The European Insurance coverage and Occupational Pensions Authority (EIOPA), which oversees the insurance coverage and occupational pensions sectors within the EU, recommends imposing stricter capital necessities for insurers with crypto holdings.
In a statement, the regulator says it suggested the European Fee to introduce a 100% capital requirement for digital belongings held by insurance coverage firms.
The proposed rule will apply no matter how insurance coverage companies label their crypto holdings within the steadiness sheet or whether or not they have direct or oblique publicity to digital belongings
“The European Insurance coverage and Occupational Pensions Authority printed at the moment its technical recommendation to the European Fee, recommending {that a} one-to-one capital requirement be utilized persistently to all crypto holdings of EU (re)insurers.”

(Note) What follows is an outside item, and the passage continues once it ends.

PR #2381, opened 2025-02-07
Replace zenith with solar_zenith in variable map for pvlib:psm3

### LINKED ISSUE #2377: zenith vs solar_zenith in psm3 variable maps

The regulator says capital necessities ought to seize the dangers related to crypto belongings, together with excessive value actions, market manipulation, lack of value transparency and low liquidity.
“EIOPA considers a 100% haircut in the usual components prudent and applicable for these belongings in view of their inherent dangers and excessive volatility.”
EIOPA says insurance coverage firms working within the area don’t but have vital publicity to crypto. The regulator’s technical recommendation report says that within the final quarter of 2023, EU insurers invested solely €655 million ($708.68 million) within the nascent asset, which represents simply 0.0068% of their €9.6 trillion ($10.39 trillion) in complete belongings.
“General, the investments of undertakings in crypto-assets are immaterial.”
In response to the Monetary Occasions, EU insurers presently allocate capital equal to 60% to 80% of the worth of their crypto belongings.